Letras
Jorge Pacheco Zavala
El día que nuestra casa se vino abajo, mi madre y yo veíamos el televisor: una mujer japonesa se paseaba en un parque con una sombrilla multicolor; la hacía girar como si el artefacto tuviese vida propia. Ahí, sentadas las dos, escuchamos aquel estrépito indefinible que nos sumergió en una oscuridad total.
Mi madre había llegado temprano de su trabajo. Su patrona la había dejado salir antes porque era su cumpleaños. A veces pienso que mi madre limpió de obstáculos más caminos que pisos. Siempre andaba ayudando con lo poco que tenía, ya fueran unas monedas o una palabra que nunca estaba de más. Los días previos al derrumbe, había estado lloviendo, con esa lluvia ligera y pertinaz que engaña porque es translúcida. Yo me dejaba abrazar siempre por esas gotas livianas, eran como un apapacho para la piel.
Cuando cayeron los muros y el techo, entendí el significado de la palabra “oscuridad”. “Penumbras” parece ser una palabra que me remite a un grado mayor de oscuridad. La nada estaba frente a mí. El vacío me susurraba al oído a cada instante. Solo un muro quedó en pie, se sostuvo de una viga que parecía impedir su caída.
Sin embargo, ya nuestra humanidad estaba comprometida con todo ese peso. Parecía imposible que alguien pudiese sobrevivir. El polvo me entró por completo a los pulmones, pero una luz delgada, como de una lámpara diminuta, tintineaba a lo lejos.
Cuando mi madre cumplió diez años trabajando en casa de los señores Arriaga, le regalaron un viaje para que ambas fuéramos tres días a Acapulco. Siempre quise ir a la playa. Imaginaba que el mar era tan fresco como una ducha alegre de mañana, pero el mar era un gigante inmenso que no tenía fin ni principio. Aquel día me metí a sus aguas con una sensación de miedo y prudencia, sus olas me golpeaban y yo regresaba de inmediato atemorizada. Mi refugio fue la arena de la playa, ahí construí un enorme muro que me protegía del ir y venir de las aguas saladas.

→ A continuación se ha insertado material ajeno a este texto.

PR #4370, opened 2025-01-30
i18n: refresh translations

lovell:
Mostly-automated:

- Apply `git clang-format` to commit da5803e
- Remove empty/outdated/non-automated headers from translation files
- Run `meson compile vips8.17-update-po` to automagically update translation files


jcupitt:
:+1:

PR #4378, opened 2025-02-06
Fix typo in ChangeLog

kleisauke:


lovell (approved):
"To be, or not to be, that is the question."

Issue #4393, opened 2025-02-19
improve heifsave fix


jcupitt:
We should revert #4392 and do a better fix in 8.17.

martindisch:
Much appreciated, because we started seeing problems when saving our PNGs as AVIF with 8.16.1👍

martindisch:
Is there a rough timeline for the 8.17 release or is there a lot of work left until it's ready?

jcupitt:
We're hoping to have 8.17 done within a few weeks, we're clearing out PRs and fixing final issues now. Though these things often slip, of course :(

PR #4394, opened 2025-02-19
heifsave: improve alpha channel detection

lovell:
Possible approach for https://github.com/libvips/libvips/issues/4393

### DIFF
--- a/libvips/foreign/heifsave.c
+++ b/libvips/foreign/heifsave.c
@@ -289,8 +289,7 @@ vips_foreign_save_heif_write_page(VipsForeignSaveHeif *heif, int page)
 #endif /*HAVE_HEIF_COLOR_PROFILE*/
 
 	options = heif_encoding_options_alloc();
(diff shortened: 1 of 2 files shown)


libvips/foreign/heifsave.c
```diff
@@ -289,8 +289,7 @@ vips_foreign_save_heif_write_page(VipsForeignSaveHeif *heif, int page)
 #endif /*HAVE_HEIF_COLOR_PROFILE*/
 
 	options = heif_encoding_options_alloc();
-	if (vips_image_hasalpha(save->ready))
-		options->save_alpha_channel = 1;
+	options->save_alpha_channel = save->ready->Bands > 3;
```
lovell, line 292: The default value for `save_alpha_channel` is already `true` so this change should make the intent more explicit.

kleisauke (approved):

lovell:
Updated to remove the merged-in fix from the 8.16 branch.

PR #4398, opened 2025-02-20
heifload: ensure unlimited flag removes all security limits where possible

lovell:
libheif v1.19.0 added new `heif_get_disabled_security_limits` API to remove *all* security limits.

I discovered this whilst investigating https://github.com/lovell/sharp/issues/4335 and removing all limits appears to provide a solution to it.

### DIFF
--- a/libvips/foreign/heifload.c
+++ b/libvips/foreign/heifload.c
@@ -354,6 +354,13 @@ vips_foreign_load_heif_build(VipsObject *object)
 		heif_context_set_maximum_image_size_limit(heif->ctx,
 			heif->unlimited ? USHRT_MAX : 0x4000);
 #endif /* HAVE_HEIF_SET_MAX_IMAGE_SIZE_LIMIT */
+#ifdef HAVE_HEIF_GET_DISABLED_SECURITY_LIMITS
+		if (heif->unlimited) {
+			const struct heif_security_limits *unlimited =
+				heif_get_disabled_security_limits();
+			heif_context_set_security_limits(heif->ctx, unlimited);
+		}
+#endif /* HAVE_HEIF_GET_DISABLED_SECURITY_LIMITS */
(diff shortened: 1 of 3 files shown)


kleisauke:
I think this is still problematic to do, see: https://github.com/libvips/libvips/pull/4266#discussion_r1856394879.

kleisauke:
... it would probably(?) be fine if you relocate this block above the `heif_context_set_maximum_image_size_limit()` call, that way the maximum image size of 16384^2 is still respected (and we hopefully won't segv).

lovell:
Ah, I thought this change felt familiar, I'd forgotten about your previous attempt. I think I'll try to re-work this to only remove the memory allocation limit when `unlimited` is set (rather than remove all security limits).

kleisauke:
PR #4399 should address that issue, so it's no longer a concern.

libvips/foreign/heifload.c
```diff
@@ -354,6 +354,13 @@ vips_foreign_load_heif_build(VipsObject *object)
 		heif_context_set_maximum_image_size_limit(heif->ctx,
 			heif->unlimited ? USHRT_MAX : 0x4000);
 #endif /* HAVE_HEIF_SET_MAX_IMAGE_SIZE_LIMIT */
+#ifdef HAVE_HEIF_GET_DISABLED_SECURITY_LIMITS
+		if (heif->unlimited) {
+			const struct heif_security_limits *unlimited =
+				heif_get_disabled_security_limits();
+			heif_context_set_security_limits(heif->ctx, unlimited);
+		}
```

El muro que cayó sobre mí dejaba libre un espacio minúsculo por donde intentaba buscar a mi madre. Todo parecía indicar que se había desmayado. No quería considerar la palabra “muerto”. ¿Había muerto? No. Mi madre no podía morir, ella tenía que vivir, había vivido siempre por encima de toda circunstancia, ella era la sobreviviente.
Mi madre sobrevivió a la soledad cuando mi padre se fue buscando una quimera. Se fue pensando que todo se podría resolver después. No conocía a mi madre, no conocía a su mujer. Cuando quiso volver, la vi levantarse sobre esa falsa hombría pretensiosa y señalarle la puerta de la casa. A mi corta edad, nada de lo que estaba sucediendo tenía sentido. Mis ojos se llenaban de lágrimas las primeras noches luego de su ausencia, pero mi madre se ocupaba de distraerme haciendo que mi fuerza fueran sus palabras. Las mismas que resuenan aún más allá de mi propia realidad.
Lo más difícil de estar enterrada con vida es que la respiración comienza a dificultarse. Mientras los pulmones luchan por renovarse, el corazón se debilita por la opresión, sin contar que al menos un par de huesos se han triturado. El permanente olor a gas me hacía difícil la labor de permanecer consiente. Sabía del peligro, pero ahora el mayor peligro radicaba en la dificultad para llenar de oxígeno limpio mis pulmones.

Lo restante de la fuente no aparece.